Jewish Lebanese expat funds restoration project for Sidon’s cemetery

Published August 23rd, 2015 - 04:07 GMT
Al Bawaba
Al Bawaba

A rundown Jewish cemetery in southern Lebanon marked by a tangled mess of uncut weeds, barbed wire, garbage and cracked gravestones inscribed in Hebrew, Arabic and French is in the process of rehabilitation thanks to an anonymously funded initiative.

Restoration of the Sidon cemetery after decades of neglect is a new project funded by a Lebanese-Jewish expat, al-Jazeera reported on Sunday.

The cemetery is located on the outskirts of the coastal city and is home to over 300 tombs scattered over 20,000 square meters, with some dating back to the 18th century.

Nagi Zeidan, a Lebanese Christian historian writing a book on the Jews of Lebanon, says he is leading restoration efforts on the donor’s behalf.

“This is not being done by the municipality,” said Zeidan, who has been using local birth and death records to research Lebanon’s Jewish community since 1995.

“This is paid for by one man from the Jewish community here, and I have been sent to oversee it,” he said.

“He wants to fix all the stones on the tombs,” Zeidan said of the man funding the renovation project. The donor, who lives in New York and is of Lebanese-Jewish descent, wishes to remain anonymous.

According to Zeidan, the cemetery first fell into disrepair during the country’s 15-year civil war when fighting gripped the southern coastal area.

He said Israeli soldiers renovated the graveyard somewhat when IDF troops were deployed inside Lebanon in 1982. Following the army’s retreat, however, the cemetery was vandalized by local residents.

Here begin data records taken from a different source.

PR #2069, opened 2023-08-02
Use consistent example domains

fschwa:


vrothberg (approved):
LGTM
Thank you, @fschwa

mtrmac (changes requested):
Thanks, the man page really is inconsistent, but this is actually making it _more_ inconsistent?!

The text immediately below still says `.net`, so now the text and the example don’t match.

Zeidan’s research indicates the southern city was home to approximately 40 Jewish families, all of whom left during the first Lebanon War. He says the last known burial at the Sidon cemetery is dated 1985.

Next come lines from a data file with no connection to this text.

PR #2070, opened 2023-08-03
Merge release branch into `main`

mtrmac:
The last tagged release, `v5.26.1`, is on a branch; users of c/image who refer to a post-release commit from `main` see Renovate try to downgrade, e.g. https://github.com/containers/skopeo/pull/2066 , and that breaks.

To help with that situation, merge the release branch into `main`, so that the later commits are recognized by Go as successors to the tagged release. Note that for this to make a difference, the users of c/image need to update their reference to include at least the merge commit from this PR.

Compare #1861 and related PRs from that time.


mtrmac:
Marking as draft — we’ll tag a 5.27.0, so let’s do that afterwards.

mtrmac:
Updated to merge the just-released `5.27` version into `main`.

Also bumps the version to `5.28.0-dev` to be thread of the `release-5.27` branch.

mtrmac:
@vrothberg / @flouthoc PTAL, this should allow vendoring a recent commit of c/image from `main` into dependencies without Renovate proposing downgrades.

flouthoc (approved):
LGTM

vrothberg (approved):
LGTM

vrothberg:
I wonder if there isn't a switch in GitHub to avoid the bots from downgrading?  I saw a "mark as latest release" button or something similar a while ago but did not research what it does.

mtrmac:
That would be a Renovate switch. There’s some history and complexity to that ( e.g. https://github.com/containers/automation/pull/134 , https://github.com/containers/automation/pull/149 ), I don’t know all the details.

Fundamentally the issue is that when Git history diverges (e.g. when tagging a release on a branch), commits on the divergent branches are, from Go’s point of view at least, unordered in the “more recent” (i.e. it is a partial order only). I think preferring a last tagged release to a commit is a pretty reasonable behavior (it only shows up for users who vendor by commit; a more removed users who just use published releases never see this). And then, adding a merge like this in Git to add an “ordering edge” in the object graph is, to me, a fairly logical outcome of the versioning framework as it exists — although it is not immediately intuitive.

After a several years of work by a handful of local groups, a new gate and wall enclosing the site was recently unveiled.

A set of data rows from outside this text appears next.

PR #2071, opened 2023-08-04
[release-5.26] backport API changes `copy` and `list` components from upstream.

flouthoc:
PR's which are backported

* https://github.com/containers/image/pull/2023
* https://github.com/containers/image/pull/2029
* https://github.com/containers/image/pull/2039
* https://github.com/containers/image/pull/2040
* https://github.com/containers/image/pull/2047
* https://github.com/containers/image/pull/2050
* https://github.com/containers/image/pull/2059
* https://github.com/containers/image/pull/2048

### DIFF
--- a/.cirrus.yml
+++ b/.cirrus.yml
@@ -6,9 +6,9 @@ env:
     #### Global variables used for all tasks
     ####
     # Name of the ultimate destination branch for this CI run
-    DEST_BRANCH: "main"
+    DEST_BRANCH: "release-5.26"
     # CI container image tag (c/skopeo branch name)
-    SKOPEO_CI_TAG: "main"
+    SKOPEO_CI_TAG: "v1.13.0"
     # Use GO module mirror (reason unknown, travis did it this way)
     GOPROXY: https://proxy.golang.org
     # Overrides default location (/tmp/cirrus) for repo clone
--- a/copy/blob.go
+++ b/copy/blob.go
@@ -83,12 +83,12 @@ func (ic *imageCopier) copyBlobFromStream(ctx context.Context, srcReader io.Read
 		return types.BlobInfo{}, err
 	}
 
-	// === Report progress using the ic.c.progress channel, if required.
-	if ic.c.progress != nil && ic.c.progressInterval > 0 {
+	// === Report progress using the ic.c.options.Progress channel, if required.
+	if ic.c.options.Progress != nil && ic.c.options.ProgressInterval > 0 {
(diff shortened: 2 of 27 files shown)


flouthoc:
@mtrmac PTAL

flouthoc:
Huh skopeo tests are failing I wonder why ? is it because I missed to backport some commit ?

mtrmac:
Code LGTM… but per the other conversation, this should be a 5.27.0. Let me work on that…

In Sidon, where there are still buildings bearing the names of Jewish families like Nigri, Hadid and Balanciano, the community numbered more than 1,000 in 1956, but had disappeared completely by 1985. Zeidan said Jews left Lebanon steadily for Israel, Brazil, Europe and the United States, but the community’s real exodus began after the 1967 Six Day War.

Zeidan said he hasn’t run into any opposition from local authorities doing the restoration work. “We have had no problems so far,” he said. “But we have also been very discreet. This is how we work.”